Monday, September 2, 2013

Chicken Marbella

SERVES 6  

 I’ve altered it by using boneless chicken breasts rather than thighs and removing the sugar. Back when I was attending college in New York City, I used to walk by the Silver Palate shop on my long strolls through the Upper West Side. Not much into cooking back then, I don’t think I ever went in.
2 pounds boneless, skinless chicken breasts
1 cup prunes, pitted and halved
2 cups green olives, pitted
½ cup honey
¼ cup olive oil
¼ cup capers
2 tablespoons apple cider vinegar
2 tablespoons minced fresh garlic
2 tablespoons dried oregano
3 bay leaves
1 teaspoon sea salt
½ teaspoon freshly ground black pepper
¼ cup minced fresh flat-leaf parsley

Rinse the chicken and pat dry.
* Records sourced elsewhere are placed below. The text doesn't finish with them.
PR #40, opened 2021-04-20
More site routes

florisdobber:
Tickets: https://code4community-team.monday.com/boards/925293934/pulses/1185019867
https://code4community-team.monday.com/boards/925293934/pulses/1218648886

I will rename functions and adjust db tables in a separate PR to minimize confusion.

### DIFF
--- a/service/src/main/java/com/codeforcommunity/processor/SiteProcessorImpl.java
+++ b/service/src/main/java/com/codeforcommunity/processor/SiteProcessorImpl.java
@@ -6,9 +6,16 @@ import static org.jooq.generated.Tables.STEWARDSHIP;
 
 import com.codeforcommunity.api.ISiteProcessor;
 import com.codeforcommunity.auth.JWTData;
+import com.codeforcommunity.dto.site.FavoriteSitesResponse;
 import com.codeforcommunity.dto.site.RecordStewardshipRequest;
+import com.codeforcommunity.dto.site.StewardshipActivitiesResponse;
+import com.codeforcommunity.dto.site.StewardshipActivity;
+import com.codeforcommunity.enums.PrivilegeLevel;
+import com.codeforcommunity.exceptions.AuthException;
 import com.codeforcommunity.exceptions.ResourceDoesNotExistException;
 import com.codeforcommunity.exceptions.WrongFavoriteStatusException;
+import java.util.ArrayList;
+import java.util.List;
 import org.jooq.DSLContext;
 import org.jooq.generated.tables.records.FavoriteSitesRecord;
 import org.jooq.generated.tables.records.StewardshipRecord;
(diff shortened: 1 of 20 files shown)


service/src/main/java/com/codeforcommunity/processor/SiteProcessorImpl.java
```diff
@@ -59,6 +66,19 @@ public void unfavoriteSite(JWTData userData, int siteId) {
...
 
+  @Override
+  public FavoriteSitesResponse getFavoriteSites(JWTData userData) {
+    List<FavoriteSitesRecord> favoriteSites =
+        db.selectFrom(FAVORITE_SITES)
+            .where(FAVORITE_SITES.USER_ID.eq(userData.getUserId()))
+            .fetch();
+    List<Integer> favorites = new ArrayList<>();
+
+    favoriteSites.forEach(site -> favorites.add(site.getSiteId()));
```
connernilsen, line 77: Here you can probably do something like 
```java
List<Integer> favorites = db.select(FAVORITE_SITES.SITE_ID)
    .from(FAVORITE_SITES).where(...).fetch();
```
or
```java
List<Integer> favoriteSites =
        db.selectFrom(FAVORITE_SITES)
            .where(FAVORITE_SITES.USER_ID.eq(userData.getUserId()))
            .fetch(FAVORITE_SITES.SITE_ID);
```
to remove the extra logic that loops through each record

service/src/main/java/com/codeforcommunity/processor/SiteProcessorImpl.java
```diff
@@ -74,4 +94,45 @@ public void recordStewardship(
...
+              new StewardshipActivity(
+                  record.getId(),
+                  record.getUserId(),
+                  record.getPerformedOn(),
+                  record.getWatered(),
+                  record.getMulched(),
+                  record.getCleaned(),
+                  record.getWeeded());
+          activities.add(stewardshipActivity);
+        });
```
connernilsen, line 134: For this one, you can try `.fetchOneInto(StewardshipActivity.class)`. Depending on how the DTO was set up, you might also need to add a private empty constructor to the class, but we'll look at that if you're getting exceptions.

connernilsen (commented):
Looks good, just a couple questions first.

service/src/main/java/com/codeforcommunity/processor/SiteProcessorImpl.java
florisdobber: Ah good call, was just copying other code without thinking

service/src/main/java/com/codeforcommunity/processor/SiteProcessorImpl.java
florisdobber: Can you explain this a little more? fetchOneInto seems to fetch only one record, but I want a list of records.

liammoyn (approved):

service/src/main/java/com/codeforcommunity/processor/SiteProcessorImpl.java
connernilsen: Oh whoops, I think the method i should have said would be something like 
`.fetchInto(SomeDto.class)`

florisdobber: Is this worth it? Seems to just be confusing things when the current method works

connernilsen (approved):
Looks good

PR #42, opened 2021-04-26
add update and delete site routes

willmt80:
Created update and delete site routes.

Through Postman was able to get the update site route to work. Was not able to get delete to work properly but wanted to get progress up.


api/src/main/java/com/codeforcommunity/dto/site/UpdateSiteRequest.java
```diff
@@ -0,0 +1,440 @@
...
+      String sidewalk_width,
+      Double site_width,
+      Double site_length,
+      String material,
+      Boolean raised_bed,
+      Boolean fence,
+      Boolean trash,
+      Boolean wires,
+      Boolean grate,
+      boolean stump,
```
florisdobber, line 84: Why is this not a `Boolean`?

service/src/main/java/com/codeforcommunity/dataaccess/AuthDatabaseOperations.java
```diff
@@ -96,8 +96,8 @@ public boolean isValidLogin(String email, String pass) {
   }
 
   /**
-   * TODO: Refactor this method to take in a DTO / POJO instance
-   * Creates a new row in the USER table with the given values.
+   * TODO: Refactor this method to take in a DTO / POJO instance Creates a new row in the USER table
```
florisdobber, line 99: This was my doing, sorry

service/src/main/java/com/codeforcommunity/processor/SiteProcessorImpl.java
```diff
@@ -1,5 +1,6 @@
 package com.codeforcommunity.processor;
 
+import static org.jooq.generated.Tables.*;
```
florisdobber, line 3: Can you change this back to individual imports? You can disable * imports in the settings as well if it keeps happening

service/src/main/java/com/codeforcommunity/processor/SiteProcessorImpl.java
```diff
@@ -93,6 +108,261 @@ public void recordStewardship(
...
+            .orderBy(SITE_ENTRIES.UPDATED_AT.desc())
+            .limit(1)
+            .fetchOne();
+
+    SiteEntriesRecord record = db.newRecord(SITE_ENTRIES);
+
+    record.setUserId(userData.getUserId());
+    record.setSiteId(siteId);
+    record.setUpdatedAt(new Timestamp(System.currentTimeMillis()));
+    if (updateSiteRequest.isTree_present() != null) {
```
florisdobber, line 126: I think the idea is that users will be given a filled in form on the front end with the latest update, and then they can change anything they want. With the implementation you've used it would be impossible to set fields to null if that is the accurate state based on their assessment.

service/src/main/java/com/codeforcommunity/processor/SiteProcessorImpl.java
```diff
@@ -93,6 +108,261 @@ public void recordStewardship(
...
+    record.store();
+  }
+
+  @Override
+  public void deleteSite(JWTData userData, int siteId) {
+    isAdminCheck(userData.getPrivilegeLevel());
+    checkSiteExists(siteId);
+
+    db.deleteFrom(SITES).where(SITES.ID.eq(siteId));
+    db.deleteFrom(SITE_ENTRIES).where(SITE_ENTRIES.SITE_ID.eq(siteId));
```
florisdobber, line 363: Sites has a `deleted_at` column, so all you have to do is set that to the current time. No need to actually delete the records from the database.

api/src/main/java/com/codeforcommunity/dto/site/UpdateSiteRequest.java
```diff
@@ -0,0 +1,440 @@
+package com.codeforcommunity.dto.site;
+
+import com.codeforcommunity.dto.ApiDto;
+import com.codeforcommunity.exceptions.HandledException;
+import java.util.ArrayList;
+import java.util.List;
+
+public class UpdateSiteRequest extends ApiDto {
+  private Boolean tree_present;
```
connernilsen, line 9: It looks like we're using camel case in other DTOs. @florisdobber does it matter for this?

service/src/main/java/com/codeforcommunity/processor/SiteProcessorImpl.java
```diff
@@ -93,6 +108,261 @@ public void recordStewardship(
...
+    checkSiteExists(siteId);
+
+    SiteEntriesRecord lastEntry =
+        db.selectFrom(SITE_ENTRIES)
+            .where(SITE_ENTRIES.SITE_ID.eq(siteId))
+            .orderBy(SITE_ENTRIES.UPDATED_AT.desc())
+            .limit(1)
+            .fetchOne();
+
+    SiteEntriesRecord record = db.newRecord(SITE_ENTRIES);
```
connernilsen, line 121: If it helps, I think you can also do `db.newRecord(SITE_ENTRIES, lastEntry)` to create a copy. Double check that it does what you want if you're going to use it though.

connernilsen (commented):
Looks good so far!

api/src/main/java/com/codeforcommunity/dto/site/UpdateSiteRequest.java
willmt80: whoops, typo

api/src/main/java/com/codeforcommunity/dto/site/UpdateSiteRequest.java
oloveluck: Yes, this should be camelCase

florisdobber (approved):
Yeah looks good once you fix the other comments! Nice work

api/src/main/java/com/codeforcommunity/dto/site/UpdateSiteRequest.java
```diff
@@ -0,0 +1,440 @@
...
+    this.wires = wires;
+    this.grate = grate;
+    this.stump = stump;
+    this.tree_notes = tree_notes;
+    this.site_notes = site_notes;
+  }
+
+  private UpdateSiteRequest() {}
+
+  public Boolean isTree_present() {
```
rymaju, line 129: Do we want this underscore notation here? We should probably use camel case unless this messes with how its written to JSON

service/src/main/java/com/codeforcommunity/processor/SiteProcessorImpl.java
rymaju: +1

service/src/main/java/com/codeforcommunity/processor/SiteProcessorImpl.java
```diff
@@ -93,6 +109,66 @@ public void recordStewardship(
...
+    record.setStump(updateSiteRequest.isStump());
+    record.setTreeNotes(updateSiteRequest.getTree_notes());
+    record.setSiteNotes(updateSiteRequest.getSite_notes());
+
+    record.store();
+  }
+
+  @Override
+  public void deleteSite(JWTData userData, int siteId) {
+    isAdminCheck(userData.getPrivilegeLevel());
```
rymaju, line 164: ⛏️ IMO we shouldnt have a void method `isAdminCheck` whose only purpose is to throw. I would rather have that logic as a boolean and then throw in the handler itself

rymaju (approved):
Left a couple nitpicks but otherwise looks pretty solid!

service/src/main/java/com/codeforcommunity/processor/SiteProcessorImpl.java
willmt80: We follow this same pattern for teams and registrations. I can make a ticket to change all of them

PR #46, opened 2021-05-06
made get sites and get stewardship activities public

willmt80:
Split the site router into a public routes and protected routes. Users will be able to view site information and stewardship activities on tree pages even if they aren't logged in.


service/src/main/java/com/codeforcommunity/processor/ProtectedSiteProcessorImpl.java
```diff
@@ -0,0 +1,247 @@
...
+    this.db = db;
+  }
+
+  private void checkSiteExists(int siteId) {
+    if (!db.fetchExists(db.selectFrom(SITES).where(SITES.ID.eq(siteId)))) {
+      throw new ResourceDoesNotExistException(siteId, "Site");
+    }
+  }
+
+  private Boolean isAlreadyAdopted(int userId, int siteId) {
```
connernilsen, line 40: Just for clarification, a site can be adopted by multiple users? If that's true, then maybe change the method name here to `isAlreadyAdoptedByUser()` to make it more clear.

service/src/main/java/com/codeforcommunity/processor/ProtectedSiteProcessorImpl.java
```diff
@@ -0,0 +1,247 @@
...
+  }
+
+  @Override
+  public void unadoptSite(JWTData userData, int siteId) {
+    checkSiteExists(siteId);
+    if (!isAlreadyAdopted(userData.getUserId(), siteId)) {
+      throw new WrongAdoptionStatusException(false);
+    }
+
+    db.deleteFrom(ADOPTED_SITES)
```
connernilsen, line 78: I haven't seen the schema for this db in a while, but just to double check, are we not doing soft deletes on this table?

connernilsen (commented):
Good work! I just have a few questions before I approve

service/src/main/java/com/codeforcommunity/processor/ProtectedSiteProcessorImpl.java
willmt80: I'm not sure, @florisdobber @oloveluck do either of you have thoughts on this?

service/src/main/java/com/codeforcommunity/processor/ProtectedSiteProcessorImpl.java
willmt80: No, a site can only be adopted by 1 person. Added the isAlreadyAdoptedByUser method for unadopting.

connernilsen (approved):
I think it looks good 👍

service/src/main/java/com/codeforcommunity/processor/ProtectedSiteProcessorImpl.java
```diff
@@ -0,0 +1,252 @@
...
+            .where(ADOPTED_SITES.USER_ID.eq(userId))
+            .and(ADOPTED_SITES.SITE_ID.eq(siteId)));
+  }
+
+  /**
+   * Throws an exception if the user is not an admin or super admin.
+   *
+   * @param level the privilege level of the user calling the route
+   */
+  void isAdminCheck(PrivilegeLevel level) {
```
rymaju, line 56: ❓ Should this belong in its own utility file?

service/src/main/java/com/codeforcommunity/processor/ProtectedSiteProcessorImpl.java
```diff
@@ -0,0 +1,252 @@
...
+    return db.fetchExists(
+        db.selectFrom(ADOPTED_SITES)
+            .where(ADOPTED_SITES.USER_ID.eq(userId))
+            .and(ADOPTED_SITES.SITE_ID.eq(siteId)));
+  }
+
+  /**
+   * Throws an exception if the user is not an admin or super admin.
+   *
+   * @param level the privilege level of the user calling the route
```
rymaju, line 54: ⛏️ Should have a `@throws` javadoc

rymaju (commented):
Overall looks good to me 👍

florisdobber (approved):

PR #51, opened 2021-05-14
Added target user exists check to change privilege level

florisdobber:
https://code4community-team.monday.com/boards/925293934/pulses/1270290066


service/src/main/java/com/codeforcommunity/processor/ProtectedUserProcessorImpl.java
```diff
@@ -174,7 +175,14 @@ public void changePrivilegeLevel(
...
     String targetEmail = changePrivilegeLevelRequest.getTargetUserEmail();
+
+    // check if target user exists
+    if (!db.fetchExists(db.selectFrom(USERS).where(USERS.EMAIL.eq(targetEmail)))) {
+      throw new UserDoesNotExistException(targetEmail);
+    }
+
     UsersRecord user = db.selectFrom(USERS).where(USERS.EMAIL.eq(targetEmail)).fetchOne();
 
     userRecordExistsCheck(user, new UserDoesNotExistException(targetEmail));
```
SofieDunt, line 188: ❓ What does this do?

SofieDunt (approved):
Looks good to me!

service/src/main/java/com/codeforcommunity/processor/ProtectedUserProcessorImpl.java
florisdobber: You're right, does the same thing. Removed second check as it relies on the db call that was causing the error.

PR #53, opened 2021-05-14
Fixed goal value in getTeam

florisdobber:
https://code4community-team.monday.com/boards/925293934/pulses/1167889035


SofieDunt (approved):
👍 Nice catch!

PR #55, opened 2021-05-17
Added planting date to db and geojson route

florisdobber:


service/src/main/java/com/codeforcommunity/processor/MapProcessorImpl.java
```diff
@@ -137,7 +148,8 @@ private SiteFeature siteFeatureFromRecord(
             sitesRecord.value4(),
             sitesRecord.value5(),
             sitesRecord.value6(),
-            sitesRecord.value7());
+            sitesRecord.value7(),
+            sitesRecord.value10());
```
willmt80, line 152: ❓ Just for consistency should we switch around the order in the record so that the Date is value8?

willmt80 (approved):
Looks good! Pretty straightforward. Left one thought but it's a pretty minor nitpick

service/src/main/java/com/codeforcommunity/processor/MapProcessorImpl.java
florisdobber: Done

SofieDunt (approved):
Looks good to me!

PR #56, opened 2021-05-23
changed from statement for entry usernames and made mergeSorted iterative

willmt80:
Resolved an error where nullUserRecords was trying to select from the users table even though the Users table was not in the FROM statement. Now that table is selecting from Entry_Usernames.

Also resolved a stackoverflow error in mergeSorted by changing the function from recursive to iterative.


rymaju (approved):
Looks solid 💯

florisdobber (approved):
💯

PR #1442, opened 2019-09-19
Dev/mew decision tree new

hsurf22:
### Feature

- [x] Updated CHANGELOG.md
- [x] Add PR label
  - Add decision tree

https://www.youtube.com/watch?v=U4tEnBwLbc0&feature=youtu.be

Screenshot from 2019-09-18 21-26-52


SteveMieskoski:
Also, noticed the 'house' home icon on the bottom has hover effects, but doesn't have a click event. (does not do anything when clicked)

hsurf22:
> This should probably show in all pages, not just the home page.

Yes. I think this is showing on all other pages.
I just tested it and works on all pages.

hsurf22:
> Also, noticed the 'house' home icon on the bottom has hover effects, but doesn't have a click event. (does not do anything when clicked)

This button brings user to the very top of the decision tree category.
Now home button is hidden when user is on top category, so users can't see the button.

hsurf22:
Markup data has been updated
and some design changes have been made.

PR #1519, opened 2019-10-16
App optimization 

gesseekur:
### Devop

- [x] Updated CHANGELOG.md
- [x] Add PR label


src/components/Inputs/InputSearch/InputSearch.vue
```diff
@@ -1,27 +1,12 @@
...
   <div class="input-search">
     <slot />
     <img src="@/assets/images/icons/magnifier.svg" alt="Search" />
   </div>
 </template>
 
 <script>
-export default {
-  props: {
-    options: {
```
gesseekur: doesn't look like this props is being used anywhere

src/components/DecisionTree/components/SearchContainer/SearchContainer.vue
```diff
@@ -1,4 +1,4 @@
-<template>
+<template functional>
```
gesseekur: I couldn't find where this is being used...not sure if we should remove it

gesseekur: removed for now

src/components/Inputs/InputSearch/InputSearch.vue
gesseekur: removed for now

PR #1521, opened 2019-10-18
Feature/ens multi coin support

kvhnuke:
https://eips.ethereum.org/EIPS/eip-2304

### Feature

- [x] Updated CHANGELOG.md
- [x] Add PR label


src/layouts/InterfaceLayout/containers/SwapContainer/components/SwapAddressSelector/SwapAddressSelector.vue
```diff
@@ -71,12 +71,12 @@
               <p class="listed-address">
                 {{ addr.address }}
                 <!-- Address book feature
-                <span
-                  v-if="addr.address !== currentAddress && addr.currency !== 'ETH'"
-                  class="address-note"
-                  >{{ addr.currency }} {{ $t('interface.addr') }}</span
-                >
-                -->
+                                <span
```
kvhnuke: @SteveMieskoski are these comments necessary?

SteveMieskoski: I don't think so.  It was back when it looked like we were talking about adding an address book feature in the near future so I kept them in there, but that is a while back now.   I'm going to remove them.

kvhnuke: please do

PR #1548, opened 2019-10-22
Update egem.js

r2clan:
Please update network for egem old url no longer works.


gamalielhere:
Matches listed in official wiki https://wiki.egem.io/en/egemwallet#connect-2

Cut into 2-inch cubes.
In a large bowl, combine the prunes, olives, honey, olive oil, capers, vinegar, garlic, oregano, bay leaves, salt, and pepper. Add the chicken cubes to the bowl and toss to coat completely. Cover and refrigerate for 2 hours up to overnight.
Preheat the oven to 350°F.
Transfer the chicken and marinade to a 13 by 9-inch baking dish, arranging the chicken in a single layer. Bake for 40 to 50 minutes, until the edges of the chicken pieces are golden brown. Sprinkle the chicken with the parsley and serve.